Search code examples
node.jscryptographyscrypt

Why Are node scrypt Hashes the Same Given the Same Inputs?


I was trying to find a compare or verify function for node's built-in crypto module, specifically for scrypt, as most password-hashing modules I have used have such a function. Then, I discovered why this was an impossible task: All hashes generated with these algorithms using the same parameters generate the same string (technically buffer). This is the case for many of crypto's hashing functions, including its pbkdf2 implementation.

Why is this safe? Isn't the whole (modern) point of a password/message hashing function that you can't generate the same password/message again using the same input? This is how the various bcrypt modules work, as well as the original version of scrypt, from which the built-in version, the one I'm asking about, got derived.

For example:

let scryptHash1;
let scryptHash2;
let scryptHash3;

let pbkdfHash1;
let pbkdfHash2;
let pbkdfHash3;

const key1 = 'my secret key';
const key2 = 'my other secret key';

const salt = 'my salt';

crypto.scrypt(key1, salt, 16, hash => scryptHash1 = hash);
crypto.scrypt(key1, salt, 16, hash => scryptHash2 = hash);
crypto.scrypt(key2, salt, 16, hash => scryptHash3 = hash);

scryptHash1.toString() === scryptHash2.toString(); // true
scryptHash1.toString() === scryptHash3.toString(); // false

crypto.pbkdf2(key1, salt, 16, 16, 'sha256', hash => pbkdfHash1 = hash);
crypto.pbkdf2(key1, salt, 16, 16, 'sha256', hash => pbkdfHash2 = hash);
crypto.pbkdf2(key2, salt, 16, 16, 'sha256', hash => pbkdfHash3 = hash);

pbkdfHash1.toString() === pbkdfHash2.toString(); // true
pbkdfHash1.toString() === pbkdfHash3.toString(); // false

I originally asked this question on Cryptography, as I'm more concerned about the safety than anything else, as I want to move from bcrypt to scrypt. However, as multiple people pointed out, and as I feared, the question is more about API design. That being said, any accepted answer should include why this method is safe, or safe enough to switch over (granting that "safe enough" is never safe enough). I took security as my major, but I'm now a web dev, and security changes all the time, though the core concepts stay mostly the same.


Solution

  • You seem to have some fundamental misunderstanding about password hashing. First and foremost, just as any hash function a password hashing function is also a function in the mathematical sense. I.e. it is simply a mapping that assigns a fixed value from its range to every element of its input domain.

    What sets password hashes apart from regular hashes is two things: First, they are designed to be slow and/or use large amounts of memory when evaluated. (This is irrelevant for our discussion here.) And second they take a second input, the salt.

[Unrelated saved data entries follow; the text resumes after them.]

PR #1058, opened 2023-05-11
add utility for computing 64-bit hash

brharrington:
Currently based on XXH64. Allows for data to be incrementally fed to the hash accumulator to make it more convenient to use and avoid allocations creating the structure needed to pass into the hash. Though in some cases the incremental processing is slower than just passing in something like a precomputed string.

### DIFF
--- a/spectator-api/src/main/java/com/netflix/spectator/impl/UnsafeUtils.java
+++ b/spectator-api/src/main/java/com/netflix/spectator/impl/UnsafeUtils.java
@@ -1,0 +1,104 @@
+/*
+ * Copyright 2014-2023 Netflix, Inc.
+ *
+ * Licensed under the Apache License, Version 2.0 (the "License");
+ * you may not use this file except in compliance with the License.
+ * You may obtain a copy of the License at
+ *
+ *     http://www.apache.org/licenses/LICENSE-2.0
+ *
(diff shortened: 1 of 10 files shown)


spectator-api/src/main/java/com/netflix/spectator/impl/UnsafeUtils.java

    For a password hashing function H you want that for any fixed password m and any two salts s≠ s' it not only holds that H(m,s)≠ H(m,s'), but also given both hash values and salts you should not be able to detect that they are hash values of the same m.

    What you seem confused about are different choices of API design. Specifically who gets to choose the salt. Every time a new password m is hashed (e.g. to be entered into a database), a fresh uniformly random salt s should be chosen and then the hash value h:=H(m,s) is computed and both h and s are stored in the database. Whenever someone claiming to be that same user submits a password m' to authenticate themselves, what happens is that (h,s) is retrieved and its checked whether h=H(m',s).

    Now the question is who chooses the salt. It appears that APIs you are familiar with do not trust the user to do so. So when you make a call to hash password m, the library will choose a salt s, compute h and output h'=(h,s) as a "hash value". To check whether a password m' is correct, you then submit h',m' and the library will extract the salt, recompute the hash and compare.

    The library you are now looking at expects the user to choose the salt. I.e., each time you create a new entry in a password database you have to choose a new salt, compute h=H(m,s) and store both (h,s). Since the library in this case does not attempt to "hide" anything from you, you need to take care of the comparison.